About this task ▸ Where the word "components" occurs in a line of the data, return the whole line.

Input data ▸

PR #7399, opened 2024-06-17
[backend] fix max shareable markings migration (#7392)

### LINKED ISSUE #7392: Error at max shareable marking migration if version < 6.0
## Description

If upgrading from OpenCTI 6.0 to OpenCTI 6.1.11, the migration does not work.
You need to upgrade to 6.1.10 and then to 6.1.11.

## Error message

image

Archidoit:
PR content:
- fix issue: https://github.com/OpenCTI-Platform/opencti/issues/7392
- delete the platform_max_shareable_markings field

### DIFF
--- a/opencti-platform/opencti-graphql/src/migrations/1717060854132-max-shareable-marking-in-groups.js
+++ b/opencti-platform/opencti-graphql/src/migrations/1717060854132-max-shareable-marking-in-groups.js
@@ -48,11 +48,11 @@ export const up = async (next) => {
 
   await Promise.all(groupMaxMarkingRelationCreationsPromises);
 
-  // remove platform_data_sharing_max_markings from settings
+  // set platform_data_sharing_max_markings to null in settings
   const updateQuery = {
     script: {
-      params: { null: null },
-      source: 'ctx._source.platform_data_sharing_max_markings = params.null',
+      params: { fieldToRemove: 'platform_data_sharing_max_markings' },
+      source: 'ctx._source.remove(params.fieldToRemove)',
     },
     query: {
       bool: {
@@ -64,11 +64,10 @@ export const up = async (next) => {
   };
   await elUpdateByQueryForMigration(
     message,
-    [READ_INDEX_INTERNAL_OBJECTS],
+    READ_INDEX_INTERNAL_OBJECTS,
     updateQuery
   );
 
-  // do your migration
   logApp.info(`${message} > done`);
   next();
 };
--- a/opencti-platform/opencti-graphql/src/migrations/1713449762001-add-platform-data-sharing-max-markings.js
+++ b/opencti-platform/opencti-graphql/src/migrations/1713449762001-add-platform-data-sharing-max-markings.js
@@ -1,15 +1,21 @@
-import { executionContext, SYSTEM_USER } from '../utils/access';
-import { getSettings, settingsEditField } from '../domain/settings';
-import { logApp } from '../config/conf';
+// import { executionContext, SYSTEM_USER } from '../utils/access';
+// import { getSettings, settingsEditField } from '../domain/settings';
+// import { logApp } from '../config/conf';
 
 export const up = async (next) => {
-  logApp.info('[MIGRATION] Add platform data sharing max markings');
-  const context = executionContext('migration');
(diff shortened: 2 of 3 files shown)


marieflorescontact (approved):

opencti-platform/opencti-graphql/src/migrations/1717060854132-max-shareable-marking-in-groups.js
```diff
@@ -48,27 +48,30 @@ export const up = async (next) => {
...
+      params: { fieldToRemove: 'platform_data_sharing_max_markings' },
+      source: 'ctx._source.remove(params.fieldToRemove)',
     },
     query: {
       bool: {
         must: [
           { term: { 'entity_type.keyword': { value: 'Settings' } } },
         ],
+        should: [
+          { exists: { field: 'platform_data_sharing_max_markings' } },
```
SouadHadjiat: I guess this query works already, but I wonder why not add 
{ exists: { field: 'platform_data_sharing_max_markings' } } directly in "must" list just above like this:

```
query: {
      bool: {
        must: [
          { term: { 'entity_type.keyword': { value: 'Settings' } } },
          { exists: { field: 'platform_data_sharing_max_markings' } },
        ],
       },
    },
```

Archidoit: yes you're right ! fixed :)

SouadHadjiat (changes requested):
The migration doesn't work for me locally, the field is still present in my Settings with null, exists condition doesn't work in this case : https://www.elastic.co/guide/en/elasticsearch/reference/current/query-dsl-exists-query.html exists will not match null or [] values.

=> I think that you should just remove the field, without the exists condition, just the term query on entity_type "Settings"

opencti-platform/opencti-graphql/src/migrations/1717060854132-max-shareable-marking-in-groups.js
```diff
@@ -48,27 +48,27 @@ export const up = async (next) => {
...
-      params: { null: null },
-      source: 'ctx._source.platform_data_sharing_max_markings = params.null',
+      params: { fieldToRemove: 'platform_data_sharing_max_markings' },
+      source: 'ctx._source.remove(params.fieldToRemove)',
     },
     query: {
       bool: {
         must: [
           { term: { 'entity_type.keyword': { value: 'Settings' } } },
+          { exists: { field: 'platform_data_sharing_max_markings' } },
```
SouadHadjiat: exists condition doesn't match null or [] values, so I think it should be removed

opencti-platform/opencti-graphql/src/migrations/1718631740774-remove-platform-max-shareable-markings.js
```diff
@@ -0,0 +1,34 @@
...
+  const updateQuery = {
+    script: {
+      params: { fieldToRemove: 'platform_data_sharing_max_markings' },
+      source: 'ctx._source.remove(params.fieldToRemove)',
+    },
+    query: {
+      bool: {
+        must: [
+          { term: { 'entity_type.keyword': { value: 'Settings' } } },
+          { exists: { field: 'platform_data_sharing_max_markings' } },
```
SouadHadjiat: same here: remove exists condition

opencti-platform/opencti-graphql/src/migrations/1717060854132-max-shareable-marking-in-groups.js
Archidoit: I'm gonna modify the condition with: field exist OR is field is null

opencti-platform/opencti-graphql/src/migrations/1718631740774-remove-platform-max-shareable-markings.js
Archidoit: done

SouadHadjiat (approved):

SouadHadjiat:
make sure before merging that the new migration has an up to date timestamp compared to latest migrations on master

Issue #7406, opened 2024-06-18
ExternalReferences with automatic creation is broken


Kedae:
We have 2 main issues:

1. The Automatic references at file upload is broken because of the missing fileId attributes in external-references
2. When creatin an entity with that setting and associating a file at creation tries to create a "externalReferences" attributes in elastic.
-> In "recent" platforms : this is broken
-> In "old" platforms : the mapping allows the creation with this attribute and it leads to errors

/!\ Also check the stixCoreObject@stixCoreObjectImportPush method that also uses the settings and the attribute

PR #7417, opened 2024-06-18
[backend] Fix handling of platform_entity_files_ref config (#7406)

JeremyCloarec:
### Proposed changes

* Added fileId to external reference schema attributes
* Fixed creation of external ref in createEntityRaw when platform_entity_files_ref is configured
* Fixed updater for external ref deletion

### Related issues

* #7406 

### Checklist

### DIFF
--- a/opencti-platform/opencti-front/src/private/components/analyses/external_references/StixCoreObjectExternalReferencesLines.tsx
+++ b/opencti-platform/opencti-front/src/private/components/analyses/external_references/StixCoreObjectExternalReferencesLines.tsx
@@ -395,6 +395,7 @@ StixCoreObjectExternalReferencesLinesContainerProps
                             isExternalReferenceAttachment={isFileAttached}
                             handleRemove={() => handleOpenDialog(externalReferenceEdge)
                             }
+                            objectId={stixCoreObjectId}
                           />
                         </Security>
                       </ListItemSecondaryAction>
--- a/opencti-platform/opencti-graphql/src/database/middleware.js
+++ b/opencti-platform/opencti-graphql/src/database/middleware.js
@@ -99,7 +99,6 @@ import {
   ID_STANDARD,
   IDS_STIX,
   INPUT_CREATED_BY,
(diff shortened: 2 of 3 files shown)


Archidoit:
Creation works but we can't delete or remove the external ref from the entity.

- Enforce external ref creation at file upload for Malwares
- Create a malware with a file
- An external reference associated with the file is well created and well associated to the malware
- But you can't remove / delete the external ref from the malware

image

If you click on 'delete', the file is deleted but the external ref is still there : 
image

If you try to delete again, error message : 
image

Kedae:
Have you checked stixCoreObject@stixCoreObjectsImportPush ?

JeremyCloarec:
Yes, tested both entity creation and import push behavior. stixCoreObjectsImportPush was working properly once fileId was added back as an external ref attribute

Archidoit:
We have only the choices 'update' or 'delete'. 
image

We should also have 'remove', like it is proposed when we add the external ref after creation via the 'add' button : 
image

What's more, when we click on 'delete', the external ref is from the object. But if you reload the external ref still apears (but without the file). And the external ref is still present (it has not been deleted from the platform) : 
image

Archidoit:
Create an object with a file, an external reference with the file is created.

Go to an entity overview.
Click on 'add external reference' : 
image

You can't select the external references created via the file upload (see test.txt in the list of the screenshot below) : 
image

Archidoit:
Create an entity with a file. The external ref is well created.
Click on Update the external ref : 
image

Change the source name. An error occurs for the URL field : 
image

But the external ref is well updated if we leave the edition form : 
image

JeremyCloarec:
URL validation problem has been moved to a separate issue: https://github.com/OpenCTI-Platform/opencti/issues/7431

Archidoit (approved):

JeremyCloarec:
The questions about the expected behavior of these external references have been moved to this issue https://github.com/OpenCTI-Platform/opencti/issues/7432

Issue #7291, opened 2024-06-09
Bad FR translation encrypted archives


SamuelHassine:
## Description

![image](https://github.com/OpenCTI-Platform/opencti/assets/1334279/305f1d45-26f2-46fd-b4a6-a020ab29cf21)

Should be "Archive chiffrées". Also the next in English is not translated.

PR #7423, opened 2024-06-19
[frontend] Fix Bad FR translation encrypted archives (#7291)

SarahBocognano:
### Related issues

* https://github.com/OpenCTI-Platform/opencti/issues/7291


Archidoit (approved):

SamuelHassine:
In the text, it should also be "chiffré" and not "crypté". 

https://chiffrer.info/

Issue #7477, opened 2024-06-25
OpenCTI fails to detect successfully authenticated OpenID Connect SSO via ADFS


animedbz16:
## Description

After successfully configuring OpenCTI to leverage ADFS via OpenID Connect for SSO, a user can successfully log in but then OpenCTI will fail to create a new user because it is not able to detect the email / name / etc from the userinfo.

The relevant code block is here:
https://github.com/OpenCTI-Platform/opencti/blob/6.1.12/opencti-platform/opencti-graphql/src/config/providers.js#L350-L367

When I inspected the data obtained inside of the `userinfo` object, it only contains an object like the following `{ sub: <BASE64 encoded data> }`, so attempting to access a key of `email`, `name`, etc will yield an undefined value.

When looking at ADFS documentation, it seems that the userinfo endpoint will not return additional claims see link and screenshot below:

> https://learn.microsoft.com/en-us/windows-server/identity/ad-fs/overview/ad-fs-faq#i-m-trying-to-get-more-claims-on-the-userinfo-endpoint--but-it-s-only-returning-subject--how-can-i-get-more-claims-
>
> ![image](https://github.com/OpenCTI-Platform/opencti/assets/2822632/5f5a4aa4-4b90-4e32-9569-1cdbc3110a17)

Microsoft recommends that if you would like to access claims, that you should do so by including them into the `id_token`:

> https://learn.microsoft.com/en-us/entra/identity-platform/userinfo#consider-using-an-id-token-instead
>
> ![image](https://github.com/OpenCTI-Platform/opencti/assets/2822632/8662791e-a2fd-4d6c-875c-ca3866786f9b)

With that in mind, I inspected the decoded JWT for the `id_token` and it does include all the claims for `email`, `name`, etc. 

With that in mind, I propose that a change should be made to support looking for these values within the id_token as well as the current userinfo so that authentication can be supported for ADFS

## Environment

1. OS (where OpenCTI server runs): Docker
2. OpenCTI version: 6.1.12
3. OpenCTI client: Docker
4. Other environment details:

## Reproducible Steps

Steps to create the smallest reproducible scenario:
1. Configure OpenCTI for OpenID Connect SSO provided by Microsoft ADFS
2. Successfully authenticate via ADFS
3. OpenCTI will fail to create user

## Expected Output

OpenCTI should be able to detect successfully authenticated users

## Actual Output

OpenCTI is not detecting successfully authenticated users

CountyWorker:
[...]

PR #7478, opened 2024-06-25
[Backend] Add OpenID Connect SSO support for Microsoft ADFS to get user claims from the id_token

animedbz16:
https://github.com/OpenCTI-Platform/opencti/issues/7477

### Proposed changes
* If the user claims are not in userinfo, then attempt to get them from the id_token

### Related issues
* https://github.com/OpenCTI-Platform/opencti/issues/7477

### Checklist

### DIFF
--- a/opencti-platform/opencti-graphql/src/config/providers.js
+++ b/opencti-platform/opencti-graphql/src/config/providers.js
@@ -368,10 +368,14 @@ for (let i = 0; i < providerKeys.length; i += 1) {
               const emailAttribute = mappedConfig.email_attribute ?? 'email';
               const firstnameAttribute = mappedConfig.firstname_attribute ?? 'given_name';
               const lastnameAttribute = mappedConfig.lastname_attribute ?? 'family_name';
-              const name = userinfo[nameAttribute];
-              const email = userinfo[emailAttribute];
-              const firstname = userinfo[firstnameAttribute];
-              const lastname = userinfo[lastnameAttribute];
+              const get_user_attributes_from_id_token = mappedConfig.get_user_attributes_from_id_token ?? false;
+
+              const user_attribute_obj = get_user_attributes_from_id_token ? jwtDecode(tokenset.id_token) : userinfo;
+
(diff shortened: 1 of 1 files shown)


animedbz16:
Spoke with @SarahBocognano and @marieflorescontact in Slack on whether or not test need to be added since the CodeCov report was complaining that the code I have added is not being tested, but it appears that most of the provider.js code does not have any related tests and was mentioned that it is likely acceptable to not add tests within this PR since there the provider.js tests likely would be added holistically at some future point in time.

I have refactored the code slightly to ensure that the id_token is not decoded unless any of the userinfo attributes do not exist and then attempt to obtain them from the decoded id_token, so the code I have added should be bypassed entirely unless the userinfo data does not exist.

CountyWorker:
We need this fixed merged. This is a blocker for us. As explained in the connected issue: OpenCTI just picks the "sub" field which is base64 encrypted data... if it just picked another field it would be great. Thanks.

richard-julien:
Hi @animedbz16,
Can you change your PR to check a boolean in the mapped config instead of testing if the attributes are empty?
Something like 
```
if (mappedConfig.get_basic_info_from_token === true) {
   const decodedIdToken = jwtDecode(tokenset.id_token);
   name = decodedIdToken[nameAttribute];
   email = decodedIdToken[emailAttribute];
   firstname = decodedIdToken[firstnameAttribute];
   lastname = ldecodedIdToken[lastnameAttribute];
} 
```
Thanks

animedbz16:
Yes, I will look to make those updates to support a new config / environment variable and default this to false since this would require the user to explicitly configure this true to enable this behavior and if not continue to function as it does today.

animedbz16:
@richard-julien I refactored this to add a `get_user_attributes_from_id_token` configuration value and utilize the decrypted id_token if this is set otherwise to use the userinfo object.

Let me know if there is anything else that would need to be done here. I assume another PR would likely need to be created to document this new configuration option once it is approved  / merged.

Written solution ▸
--- a/opencti-platform/opencti-front/src/private/components/analyses/external_references/StixCoreObjectExternalReferencesLines.tsx
+++ b/opencti-platform/opencti-front/src/private/components/analyses/external_references/StixCoreObjectExternalReferencesLines.tsx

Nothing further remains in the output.